* Problem description *
All records are to be retyped faithfully and completely.

[Stored data entries]
....

PR #10, opened 2016-08-12
Fixed Broken import

EltayebAhmed:
Fixed import broken due to file changing location
@martyngigg

### DIFF
--- a/.gitignore
+++ b/.gitignore
@@ -98,6 +98,3 @@ ENV/
 
 # Rope project settings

....

* Solution for this exercise *
PR #10, opened 2016-08-12
Fixed Broken import

EltayebAhmed:
Fixed import broken due to file changing location
@martyngigg

### DIFF
--- a/.gitignore
+++ b/.gitignore
@@ -98,6 +98,3 @@ ENV/
 
 # Rope project settings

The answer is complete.